Only one stretch of the records below is wanted: the lines from the one holding "jaykrell: And then remove the char cast." through the one holding "lateralusX: I experimented". Return it exactly, both ends included.

### Exercise input

PR #13474, opened 2019-03-15
Couple of fixes to LLVM AOT compiler on Windows x64.

lateralusX:
- Enable MSVC objects on LLVM >= 6.00

- Always used PIC relocation-model on Windows x64 due to LLVM problem with
static triggering incorrect ADDR32 relocation entries in 64-bit objects.

- Add CodeView symbol format instead of DWARF for Windows x64.

- Fix LLVM outfile when doing static link to not end up in temp directory.

- Only add /DEFAULTLIB when using MSVC and not doing static compile. For static compile the needed libraries must be added when objects get's linked and since the needed libraries are c-runtime libraries, should be transparent for most applications consuming the object files.

### DIFF
--- a/mono/mini/aot-compiler.c
+++ b/mono/mini/aot-compiler.c
@@ -9509,6 +9509,11 @@ emit_llvm_file (MonoAotCompile *acfg)
 	if (acfg->aot_opts.mtriple)
 		g_string_append_printf (acfg->llc_args, " -mtriple=%s", acfg->aot_opts.mtriple);
 
+#if defined(TARGET_X86_64_WIN32_MSVC) && LLVM_API_VERSION >= 600
+	if (!acfg->aot_opts.mtriple)
+		g_string_append_printf (acfg->llc_args, " -mtriple=%s", "x86_64-pc-windows-msvc");
+#endif
+
 	g_string_append (acfg->llc_args, " -disable-gnu-eh-frame -enable-mono-eh-frame");
 
 	g_string_append_printf (acfg->llc_args, " -mono-eh-frame-symbol=%s%s", acfg->user_symbol_prefix, acfg->llvm_eh_frame_symbol);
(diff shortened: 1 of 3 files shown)


lateralusX:
@monojenkins rebuild failed

mono/mini/aot-compiler.c
```diff
@@ -9522,8 +9527,8 @@ emit_llvm_file (MonoAotCompile *acfg)
 	g_string_append_printf (acfg->llc_args, " -no-x86-call-frame-opt");
 #endif
 
-#if ( defined(TARGET_MACH) && defined(TARGET_ARM) ) || defined(TARGET_ORBIS)
-	/* ios requires PIC code now */
+#if ( defined(TARGET_MACH) && defined(TARGET_ARM) ) || defined(TARGET_ORBIS) || defined(TARGET_X86_64_WIN32_MSVC)
+
```
vargaz: Extra empty line.

mono/mini/aot-compiler.c
```diff
@@ -13471,7 +13482,11 @@ emit_aot_image (MonoAotCompile *acfg)
 			acfg->tmpbasename = g_build_filename (temp_path, "temp", NULL);
 			acfg->tmpfname = g_strdup_printf ("%s.s", acfg->tmpbasename);
 			acfg->llvm_sfile = g_strdup_printf ("%s-llvm.s", acfg->tmpbasename);
-			acfg->llvm_ofile = g_strdup_printf ("%s-llvm." AS_OBJECT_FILE_SUFFIX, acfg->tmpbasename);
+
+			if (acfg->aot_opts.static_link)
+				acfg->llvm_ofile = g_strdup_printf (acfg->aot_opts.llvm_outfile);
```
vargaz: Why is this needed ?

lateralusX: If I specify the out file for the LLVM object (--llvm-outfile), it will still be generated in the temp folder using the tempbase name. If I specify the out file for the none LLVM object (--outfile) it will be generated as specified by the argument. For none static build this is not a problem since the shared library will be the outfile (the rest will only be temporary artifacts anyway), but for static build, it should be placed as specified in llvm-outfile.

mono/mini/aot-compiler.c
lateralusX: Fixed.

lateralusX:
@monojenkins rebuild failed

lateralusX:
@vargaz good to go?

mono/mini/aot-compiler.c
vargaz: We are using these options in ios in static mode, wondering why that works then.

lateralusX: OK, that is strange since it will then end up in a temp folder using the default naming schema. Lets do like this, I can keep that change downstream for the platform that currently needs it and remove it from this PR for now to reduce risk of regression.

lateralusX: Removed that change from this PR.

lateralusX:
@monojenkins rebuild failed

lateralusX:
@vargaz anything more to adjust on this PR?

PR #13475, opened 2019-03-15
Fix a couple of build warnings under MSVC.

lateralusX:


mono/mini/aot-compiler.c
```diff
@@ -4832,7 +4832,9 @@ add_wrappers (MonoAotCompile *acfg)
 					g_assert (!strcmp (name, "ExportSymbol"));
 
 					/* load_cattr_value (), string case */
-					g_assert (*named != (char)0xff);
+MONO_DISABLE_WARNING (4310) // cast truncates constant value
+					g_assert (*named != (char)0xFF);
```
jaykrell: Maybe cast pointer to ‘(const unsigned char*)’?

jaykrell: Or guint8.

jaykrell: And then remove the char cast.

lateralusX: I experimented with similar casts in a different area a while back and got into some incorrect behaviors on some platform (don't recall what platform) failing some tests, so fallback to just disable the warning. I could of course retry the cast, but then I believe I should do it at the other places as well, since we at least have tests covering those code paths and failing if we don't get identical results on all platforms.

jaykrell: "jaykrell feel free to revisit every `MONO_DISABLE_WARNING` for a 'better' fix, that neither quashes warnings nor changes semantics on any platform"?

mono/mini/method-to-ir.c
```diff
@@ -1666,7 +1667,9 @@ mini_emit_runtime_constant (MonoCompile *cfg, MonoJumpInfoType patch_type, gpoin
 	MonoInst *ins;
 
 	if (cfg->compile_aot) {
+MONO_DISABLE_WARNING (4306) // 'type cast': conversion from 'MonoJumpInfoType' to 'MonoInst *' of greater size
```
jaykrell: `GINT_TO_POINTER` or `GUINT_TO_POINTER`?

PR #13476, opened 2019-03-15
[eglib] Remap g_utf16_len and g_utf16_len to monoeg_ prefix

akoeplinger:
They fail a xamarin-macios public symbols check otherwise (monoeg_ is whitelisted).


jaykrell:
Why g_printv 11 months w/o problem?
utf16_len 4 months, I guess no integration since then?

akoeplinger:
g_printv was explicitly whitelisted in the test, probably the previous integrator didn't know that we should do the remapping instead. g_utf16_len is new in this integration.

jaykrell:
Hopefully scrub the whitelist.

PR #13482, opened 2019-03-15
Windows full AOT build scripts update.

lateralusX:
* Only do clean/rebuild when an assembly changed.
* Add wrappers for different full AOT build configurations.
* Make scripts callable from different working directory.


lateralusX:
@monojenkins build failed

PR #13489, opened 2019-03-16
Cleanup mono_array_new_[1-4] to share code and remove alloca.

jaykrell:


marek-safar:
Thanks!

luhenry:
@marek-safar this PR had requested changes on the previous iteration https://github.com/mono/mono/pull/12198, and he didn't even bother changing anything. I would be more careful in accepting his changes next time, so we don't want to fall in the same trap as previously. Good luck! :)

jaykrell:
Reasons were given as to why not make the changes.

PR #13495, opened 2019-03-17
[netcore] Fix case when InlineData's type != ParameterType

EgorBo:
As you can see here https://github.com/dotnet/corefx/blob/master/src/System.Runtime/tests/System/Reflection/AssemblyFlagsAttributeTests.cs#L19
InlineData contains enums and an integer, without this change that integer will cause a compilation error (runner.cs).

Found and tested against the latest CoreFX repo 
```
RUN: 6261
FAILURES: 6
SKIPPED: 184
```


vargaz:
Looks ok, please use the mono conventions (K&R indentation, spaces before braces).

EgorBo:
@vargaz fixed

PR #13959, opened 2019-04-09
[windows] Link libgcc statically on Windows

filipnavara:
Mono currently uses `__builtin_popcount[ll]` functions. On older processor architectures the popcount operations are implemented using software fallback in libgcc library. On MinGW this happens to pull in dependency on two dynamic libraries (libgcc_s_seh-1.dll and transitively libwinpthread-1.dll). These two libraries are together ~130 Kb of code that is pulled in because of ~12 bytes of one function. Linking statically to libgcc reduces the overhead to 4Kb in debug build (page size aligned) and simplifies the deployment because the resulting binary has no external dependencies.


lateralusX:
On MSVC build Mono runtime we have the ability to static link c-runtime as well as build mono runtime, but default is dynamic linking. For mingw build I'm fine doing static libgcc as default (doesn't look like we have configure option on other platforms for this either), we already have cross compiler building this way.

filipnavara:
Note that this is not the C runtime. It's just GCC helper library for software fallbacks and things like C++ exceptions. The resulting binaries still link to the Microsoft C runtime (msvcrt.dll by default).

filipnavara:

######

Response to the task:
jaykrell: And then remove the char cast.

lateralusX: I experimented with similar casts in a different area a while back and got into some incorrect behaviors on some platform (don't recall what platform) failing some tests, so fallback to just disable the warning. I could of course retry the cast, but then I believe I should do it at the other places as well, since we at least have tests covering those code paths and failing if we don't get identical results on all platforms.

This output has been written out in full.